PR #2666, opened 2016-06-03
Add workerCount option

### LINKED ISSUE #2022: Add an option to set the number of spawned WebWorkers

anandthakker:
Replaces #2655

Also sets workerCount on the debug page to 3, on the theory that a pretty large majority of users have 4 cpus.

Closes #2022

### DIFF
--- a/js/ui/map.js
+++ b/js/ui/map.js
@@ -52,7 +52,8 @@ var defaultOptions = {
     failIfMajorPerformanceCaveat: false,
     preserveDrawingBuffer: false,
 
-    trackResize: true
+    trackResize: true,
+    workerCount: Math.max(browser.hardwareConcurrency - 1, 1)
 };
 
 /**
@@ -97,6 +98,7 @@ var defaultOptions = {
  * @param {number} [options.zoom] The zoom level of the map's initial viewport.
  * @param {number} [options.bearing] The bearing (rotation) of the map's initial viewport measured in degrees counter-clockwise from north.
  * @param {number} [options.pitch] The pitch of the map's initial viewport measured in degrees.
+ * @param {number} [options.workerCount=navigator.hardwareConcurrency] The number of WebWorkers the map should use to process vector tile data.
  * @example
  * var map = new mapboxgl.Map({
  *   container: 'map',
@@ -109,10 +111,16 @@ var defaultOptions = {
 var Map = module.exports = function(options) {
 
     options = util.extend({}, defaultOptions, options);
+
+    if (options.workerCount < 1) {
+        throw new Error('workerCount must an integer greater than or equal to 1.');
+    }
+
     this._interactive = options.interactive;
     this._failIfMajorPerformanceCaveat = options.failIfMajorPerformanceCaveat;
     this._preserveDrawingBuffer = options.preserveDrawingBuffer;
     this._trackResize = options.trackResize;
+    this._workerCount = options.workerCount;
 
     if (typeof options.container === 'string') {
         this._container = document.getElementById(options.container);
@@ -586,7 +594,7 @@ util.extend(Map.prototype, /** @lends Map.prototype */{
         } else if (style instanceof Style) {
             this.style = style;
         } else {
-            this.style = new Style(style, this.animationLoop);
+            this.style = new Style(style, this.animationLoop, this._workerCount);
         }
 
         this.style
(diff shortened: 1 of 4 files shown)


debug/index.html
```diff
@@ -58,7 +58,8 @@
     zoom: 12.5,
     center: [-77.01866, 38.888],
     style: 'mapbox://styles/mapbox/streets-v8',
-    hash: true
+    hash: true,
+    workerCount: 3
```
mourner: I don't think we need it set in the debug page — let's leave it to rely on `hardwareConcurrency`, which most of the browsers used by GL JS developers support. Or we could add but comment out.

anandthakker: @mourner My thinking was that, if the majority of users have 4 cores, it might actually be beneficial to have developers working under those conditions by default.

lucaswoj: I've been doing a little housecleaning on this debug page to keep it as simple as possible. My intent (we're not there yet) is for this page to be as simple as possible, making it an ideal place to build one-off testing rigs, and to put any persistent specialized setups on other pages (i.e. `video.html`)

tl;dr 👍 @mourner

anandthakker: 👍

anandthakker:
@lucaswoj @mourner amended the commit to remove the change to debug/index.html

js/ui/map.js
```diff
@@ -97,6 +98,7 @@ var defaultOptions = {
  * @param {number} [options.zoom] The zoom level of the map's initial viewport.
  * @param {number} [options.bearing] The bearing (rotation) of the map's initial viewport measured in degrees counter-clockwise from north.
  * @param {number} [options.pitch] The pitch of the map's initial viewport measured in degrees.
+ * @param {number} [options.workerCount=navigator.hardwareConcurrency] The number of WebWorkers the map should use to process vector tile data.
```
lucaswoj: `options.workerCount=navigator.hardwareConcurrency `**`- 1`**

js/ui/map.js
```diff
@@ -586,7 +594,7 @@ util.extend(Map.prototype, /** @lends Map.prototype */{
         } else if (style instanceof Style) {
             this.style = style;
         } else {
-            this.style = new Style(style, this.animationLoop);
+            this.style = new Style(style, this.animationLoop, this._workerCount);
```
lucaswoj: I have a preference towards passing `options.workerCount` directly to `Style`. I'm trying to push `Map` in the direction of becoming a dumb [facade](https://en.wikipedia.org/wiki/Facade_pattern) class because it is currently a [god object](https://en.wikipedia.org/wiki/God_object).

test/js/ui/map.test.js
```diff
@@ -930,6 +931,21 @@ test('Map', function(t) {
         t.end();
     });
 
+    t.test('workerCount option', function(t) {
+        var map = createMap({});
+        // TODO: it's not great to check this private member here; better would
+        // be to mock Style and then just check that the correct workerCount
+        // param is being passed.
```
lucaswoj: We have a policy against checking `// TODO` comments into `master` because they tend to get forgotten. You should either resolve the todo or open a ticket.

test/js/ui/map.test.js
```diff
@@ -930,6 +931,21 @@ test('Map', function(t) {
...
+        t.equal(map._workerCount, browser.hardwareConcurrency - 1, 'workerCount defaults to hardwareConcurrency - 1');
+        map = createMap({ workerCount: 3 });
+        t.equal(map._workerCount, 3, 'workerCount option is used');
```
lucaswoj: How 'bout checking `map.style.dispatcher.actors.length` here? It also accesses private properties but is 🆗 for now.

lucaswoj:
Feel free to 🚢 once you've addressed my comments above!

js/ui/map.js
anandthakker: @lucaswoj As long as `Map` has a `setStyle` method, I think it will need to keep a copy like this of the `workerCount`, because it needs to be able to do `new Style(...)` not just in the map's constructor.  We _could_ add `workerCount` as a parameter to `setStyle`, but that seems a little odd to me.

test/js/ui/map.test.js
anandthakker: Ticketed here: https://github.com/mapbox/mapbox-gl-js/issues/2685

anandthakker:
@lucaswoj most comments addressed, but see my note [above](https://github.com/mapbox/mapbox-gl-js/pull/2666#discussion_r66053368)

js/ui/map.js
lucaswoj: Ah! I didn't consider the `setStyle` case. I agree that this `this._workerCount` is necessary for now 👍

lucaswoj:
Looks good! :shipit:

**Task directions**
Restate the data above in full, word for word.

**Solved exercise**
PR #2666, opened 2016-06-03
Add workerCount option

### LINKED ISSUE #2022: Add an option to set the number of spawned WebWorkers

anandthakker:
Replaces #2655

Also sets workerCount on the debug page to 3, on the theory that a pretty large majority of users have 4 cpus.

Closes #2022

### DIFF
--- a/js/ui/map.js
+++ b/js/ui/map.js
@@ -52,7 +52,8 @@ var defaultOptions = {
     failIfMajorPerformanceCaveat: false,
     preserveDrawingBuffer: false,
 
-    trackResize: true
+    trackResize: true,
+    workerCount: Math.max(browser.hardwareConcurrency - 1, 1)
 };
 
 /**
@@ -97,6 +98,7 @@ var defaultOptions = {
  * @param {number} [options.zoom] The zoom level of the map's initial viewport.
  * @param {number} [options.bearing] The bearing (rotation) of the map's initial viewport measured in degrees counter-clockwise from north.
  * @param {number} [options.pitch] The pitch of the map's initial viewport measured in degrees.
+ * @param {number} [options.workerCount=navigator.hardwareConcurrency] The number of WebWorkers the map should use to process vector tile data.
  * @example
  * var map = new mapboxgl.Map({
  *   container: 'map',
@@ -109,10 +111,16 @@ var defaultOptions = {
 var Map = module.exports = function(options) {
 
     options = util.extend({}, defaultOptions, options);
+
+    if (options.workerCount < 1) {
+        throw new Error('workerCount must an integer greater than or equal to 1.');
+    }
+
     this._interactive = options.interactive;
     this._failIfMajorPerformanceCaveat = options.failIfMajorPerformanceCaveat;
     this._preserveDrawingBuffer = options.preserveDrawingBuffer;
     this._trackResize = options.trackResize;
+    this._workerCount = options.workerCount;
 
     if (typeof options.container === 'string') {
         this._container = document.getElementById(options.container);
@@ -586,7 +594,7 @@ util.extend(Map.prototype, /** @lends Map.prototype */{
         } else if (style instanceof Style) {
             this.style = style;
         } else {
-            this.style = new Style(style, this.animationLoop);
+            this.style = new Style(style, this.animationLoop, this._workerCount);
         }
 
         this.style
(diff shortened: 1 of 4 files shown)


debug/index.html
```diff
@@ -58,7 +58,8 @@
     zoom: 12.5,
     center: [-77.01866, 38.888],
     style: 'mapbox://styles/mapbox/streets-v8',
-    hash: true
+    hash: true,
+    workerCount: 3
```
mourner: I don't think we need it set in the debug page — let's leave it to rely on `hardwareConcurrency`, which most of the browsers used by GL JS developers support. Or we could add but comment out.

anandthakker: @mourner My thinking was that, if the majority of users have 4 cores, it might actually be beneficial to have developers working under those conditions by default.

lucaswoj: I've been doing a little housecleaning on this debug page to keep it as simple as possible. My intent (we're not there yet) is for this page to be as simple as possible, making it an ideal place to build one-off testing rigs, and to put any persistent specialized setups on other pages (i.e. `video.html`)

tl;dr 👍 @mourner

anandthakker: 👍

anandthakker:
@lucaswoj @mourner amended the commit to remove the change to debug/index.html

js/ui/map.js
```diff
@@ -97,6 +98,7 @@ var defaultOptions = {
  * @param {number} [options.zoom] The zoom level of the map's initial viewport.
  * @param {number} [options.bearing] The bearing (rotation) of the map's initial viewport measured in degrees counter-clockwise from north.
  * @param {number} [options.pitch] The pitch of the map's initial viewport measured in degrees.
+ * @param {number} [options.workerCount=navigator.hardwareConcurrency] The number of WebWorkers the map should use to process vector tile data.
```
lucaswoj: `options.workerCount=navigator.hardwareConcurrency `**`- 1`**

js/ui/map.js
```diff
@@ -586,7 +594,7 @@ util.extend(Map.prototype, /** @lends Map.prototype */{
         } else if (style instanceof Style) {
             this.style = style;
         } else {
-            this.style = new Style(style, this.animationLoop);
+            this.style = new Style(style, this.animationLoop, this._workerCount);
```
lucaswoj: I have a preference towards passing `options.workerCount` directly to `Style`. I'm trying to push `Map` in the direction of becoming a dumb [facade](https://en.wikipedia.org/wiki/Facade_pattern) class because it is currently a [god object](https://en.wikipedia.org/wiki/God_object).

test/js/ui/map.test.js
```diff
@@ -930,6 +931,21 @@ test('Map', function(t) {
         t.end();
     });
 
+    t.test('workerCount option', function(t) {
+        var map = createMap({});
+        // TODO: it's not great to check this private member here; better would
+        // be to mock Style and then just check that the correct workerCount
+        // param is being passed.
```
lucaswoj: We have a policy against checking `// TODO` comments into `master` because they tend to get forgotten. You should either resolve the todo or open a ticket.

test/js/ui/map.test.js
```diff
@@ -930,6 +931,21 @@ test('Map', function(t) {
...
+        t.equal(map._workerCount, browser.hardwareConcurrency - 1, 'workerCount defaults to hardwareConcurrency - 1');
+        map = createMap({ workerCount: 3 });
+        t.equal(map._workerCount, 3, 'workerCount option is used');
```
lucaswoj: How 'bout checking `map.style.dispatcher.actors.length` here? It also accesses private properties but is 🆗 for now.

lucaswoj:
Feel free to 🚢 once you've addressed my comments above!

js/ui/map.js
anandthakker: @lucaswoj As long as `Map` has a `setStyle` method, I think it will need to keep a copy like this of the `workerCount`, because it needs to be able to do `new Style(...)` not just in the map's constructor.  We _could_ add `workerCount` as a parameter to `setStyle`, but that seems a little odd to me.

test/js/ui/map.test.js
anandthakker: Ticketed here: https://github.com/mapbox/mapbox-gl-js/issues/2685

anandthakker:
@lucaswoj most comments addressed, but see my note [above](https://github.com/mapbox/mapbox-gl-js/pull/2666#discussion_r66053368)

js/ui/map.js
lucaswoj: Ah! I didn't consider the `setStyle` case. I agree that this `this._workerCount` is necessary for now 👍

lucaswoj:
Looks good! :shipit:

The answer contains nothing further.